Is Brexit now inevitable? Not yet by a long chalk

In a recent post on Open Democracy UK, the formidable Sunder Katwala has advised us emotional Europeans to get through the mourning phases of grief and anger and at last embrace ‘acceptance’.  Being strongly disinclined to take his defeatist advice, I have commented as follows:

I could hardly disagree more, I’m afraid, Sunder, much as I admire a lot of what you write. Your ‘surprise’ at the emotional distress and anger felt by many of us pro-Europeans over the referendum result is itself surprising, and a little shocking in its lack of perception. Millions of us feel emotionally committed to Europe as strongly as we feel committed to our own country. To be wrenched away by a stupid, myopic, unnecessary referendum, being forced to leave by just a handful of percentage points — it’s mindless.

Such a huge decision, changing Britain’s place in the world for the worse and for a generation or more, perhaps forever, should have required a minimum of two-thirds for Leaving, and the decision should obviously have been made only when at least an outline of the terms of our departure from the EU and of our future relationship with it had become clear — what HMG would be asking for, and what the rEU was likely to be prepared to give us.
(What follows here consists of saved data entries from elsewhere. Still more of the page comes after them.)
PR #4115, opened 2019-04-12
Retrieve samples parameter on 'comp.task' RPC

mdtanrikulu:


shadeofblue (approved):
wolfofwallstreet

shadeofblue:
though @mdtanrikulu please add or modify a test to make sure that this value is covered

tests/apps/blender/task/test_blenderrendertask.py
```diff
@@ -650,7 +650,8 @@ def _task_dictionary(self):
                 "resolution": [
                     320,
                     240
-                ]
+                ],
+                "samples": 0
```
shadeofblue: could I suggest using a value different than 0? @mdtanrikulu

mdtanrikulu: normally there was no samples parameter at all, but sure I updated it.

PR #4119, opened 2019-04-15
Set DNS servers for the Docker daemon on macOS

mfranciszkiewicz:


golem/docker/hypervisor/docker_for_mac.py
```diff
@@ -24,23 +24,33 @@ class DockerForMac(Hypervisor):
         cpu='cpus',
         mem='memoryMiB',
     )
+    DAEMON_CONFIG_FILE = os.path.expanduser(
+        "~/.docker/daemon.json"
+    )
```
Wiezzel, line 29: I encourage using `pathlib.Path`. It supports all methods you need: `expanduser()`, `exists()`, `open()`, `parent`

tests/golem/docker/test_hypervisor.py
```diff
@@ -525,3 +525,30 @@ def test_constrain(self):
...
+
+        with mock.patch.object(hypervisor, 'DAEMON_CONFIG_FILE', config_file):
+            hypervisor._configure_daemon()
+            assert_dns_configured(config_file)
+
+            extra_settings = {'option': ['value1', 'value2']}
+            with open(config_file, 'w') as f:
+                json.dump(extra_settings, f)
+
+            hypervisor._configure_daemon()
```
Wiezzel, line 546: Could you split this into two tests? It's better to have only one call to the tested method per unit test

golem/docker/hypervisor/docker_for_mac.py
```diff
@@ -24,23 +24,33 @@ class DockerForMac(Hypervisor):
...
         else:
+            self._configure_daemon()
             self.start_vm()
 
     @classmethod
     def is_available(cls) -> bool:
         return os.path.exists(cls.COMMAND_HANDLER.APP)
 
-    def create(self, name: Optional[str] = None, **params) -> bool:
+    def create(self, _name: Optional[str] = None, **_params) -> bool:
```
Wiezzel: Maybe it would be better to keep the same argument names as in `Hypervisor` abstract class to have a consistent interface?

Wiezzel (commented):
We don't care about Xhyve, right?

golem/docker/hypervisor/docker_for_mac.py
mfranciszkiewicz: One of the linters complained. I guess they're broken after recent changes.

golem/docker/hypervisor/docker_for_mac.py
mfranciszkiewicz: I can either write in the same style as the existing code or refactor the class to use `Path`. I went with the first option.

mfranciszkiewicz:
@Wiezzel Xhyve should be removed

Wiezzel (approved):

golem/docker/hypervisor/docker_for_mac.py
mfranciszkiewicz: Parent signatures restored

PR #4120, opened 2019-04-15
Created task fragments RPC

### LINKED ISSUE #4041: Task fragments RPC
Add a `comp.task.fragments` RPC

## Parameters
`task_id`

### Output
* List of task fragments - that is the pieces of the task which are the basis for the subtasks (jobs) with meta information describing the piece (e.g. crop coordinates, frame range, etc)
* Each fragment entry should contain the list of subtasks (jobs) that have been scheduled with the same information as provided in the `comp.task.subtasks` RPC

kmazurek:
Resolves: #4041

Adds an RPC endpoint which returns fragments for a given rendering task.
A fragment is a collection of subtasks which all refer to a common part
of the whole task (currently it is the start_task index from subtask
extra_data).


kmazurek:
Sample JSON response from the RPC in its current form (subtask_count is 5, only one subtask has been assigned):
```
{
    "1": [
        {
            "node_id": "da0853e0ec7477edbbf5fdd036093066616c5763f5aa6a670742617dc11f0e325846c53dbccba9f3aada8c6dceecf2acbbe0c44f0bfe2ec87db7cf53553a19a8",
            "node_name": "",
            "progress": 1.0,
            "results": [
                "/home/.../ComputerRes/31d06954-5c6f-11e9-8455-03db94344a05/tmp/small_shark100_10001.png",
                "/home/.../ComputerRes/31d06954-5c6f-11e9-8455-03db94344a05/tmp/small_shark100_10002.png"
            ],
            "status": "Finished",
            "stderr": "/home/.../ComputerRes/31d06954-5c6f-11e9-8455-03db94344a05/tmp/47cb889c-5c6f-11e9-8d2d-03db94344a05/stderr.log",
            "stdout": "/home/.../ComputerRes/31d06954-5c6f-11e9-8455-03db94344a05/tmp/47cb889c-5c6f-11e9-8d2d-03db94344a05/stdout.log",
            "subtask_id": "47cb889c-5c6f-11e9-8d2d-03db94344a05",
            "time_remaining": 0.0,
            "time_started": 1554996863.0686917
        }
    ],
    "2": [],
    "3": [],
    "4": [],
    "5": []
}
```

golem/client.py
```diff
@@ -18,6 +18,7 @@
     Deferred)
 
 from apps.appsmanager import AppsManager
+from apps.rendering.task.renderingtask import RenderingTask
```
jiivan: Instead of importing to already overbloated `client.py` I would like to see this implemented and exposed in `apps.rendering.task.renderingtask`

golem/task/rpc.py
```diff
@@ -5,7 +5,7 @@
 import logging
 import os.path
 import re
-import typing
+from typing import Any, Dict, Generator, Iterable, List, Optional, Tuple
```
shadeofblue: why?... maybe it's just me but I find `typing.X` immediately more readable than just `X` ...

golem/task/rpc.py
```diff
@@ -668,3 +669,21 @@ def get_estimated_cost(self, _task_type: str, options: dict) -> dict:
         }
         logger.info('Estimated task cost. result=%r', result)
         return result
+
+    @rpc_utils.expose('comp.task.rendering.task_fragments')
+    def get_fragments(self, task_id: str) -> Optional[Dict[int, List[Dict]]]:
+        task = self.task_manager.tasks.get(task_id)
+        if task is None or not isinstance(task, RenderingTask):
+            return None
```
shadeofblue: unsure -> maybe it would be better to have it report an error in such a case... although, unsure how errors are expressed through our RPC in general now ...

shadeofblue (approved):
abstract-paper-fracture-detail-lasercut-paper-by-robin-hanhart

golem/task/rpc.py
kmazurek: I find prefixing overly verbose, especially for collection type signatures (when the prefix gets repeated multiple times). I suppose it's mostly subjective, but `from typing` seems to be more widely used in our codebase (113 vs 29 files).

golem/task/rpc.py
kmazurek: Sure, the convention here is to return a tuple with an optional error message, I'll add this to the endpoint.

golem/task/rpc.py
jiivan: I second @shadeofblue in that. IMO this is a case of namespace pollution.

jiivan (commented):
Added remote procedure looks good :+1:

I don't like changing clean namespace into this polluted... thing. :/

```python
>>> import this
The Zen of Python, by Tim Peters
[...]
Namespaces are one honking great idea -- let's do more of those!
```

golem/task/rpc.py
kmazurek: surrender

jiivan (approved):
buakaw_throw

A decision to Leave without the slightest idea of what Leaving would actually entail was largely meaningless, especially after sober forecasts of likely consequences were recklessly rubbished by the mendacious self-serving cheer-leaders of the Leave campaign.

Elementary democracy demands that once the terms are roughly known, the people of Britain (and N Ireland) must be allowed to say — not necessarily in another referendum — whether the likely terms of our departure and our future relationships are acceptable to them, or not: in other words, if they, or rather we, would have voted the same way on 23 June if we had known then what we shall soon know; whether the price we shall be forced to pay to leave, including especially the likely disintegration of the United Kingdom, especially the re-creation of an armed border across Ireland, especially further plundering of the standard of living of the poorest in our society by yet more reductions in their spending power, especially the diminution of our place in the world to an irrelevant island off the coast of continental Europe, of little or no interest to the Americans or anyone else — whether all these harsh penalties are really worth paying in return for the largely imaginary benefits of cutting ourselves off from our natural friends and partners in Europe. Maybe a sizeable majority will say they want to pay this appalling price. If so, I suppose further resistance will be futile. But maybe they won’t, and reality will triumph at last.

Meanwhile the criminal blunder of the referendum itself looks likely to be followed, if we are not careful, by the even bigger and more scandalous blunder of expelling ourselves from the EU on the single flimsy flawed basis of a vote founded extensively in ignorance, prejudice, lies and irrelevant anger. If our new leaders, many of them the very people who have got us into this terrible mess in order to advance their own political careers, insist on going ahead with our collective suicides on such a ridiculously unsound basis, history and Europe will not forgive them.

Meanwhile, it’s late, but not necessarily too late, to stop this madness. The fanatical Europhobes will squeal if the people are invited to judge whether the terms of leaving and future relations are acceptable, but no-one could claim that this would be undemocratic. Two opportunities to choose are manifestly better than one, especially when the one was so obviously premature and flawed.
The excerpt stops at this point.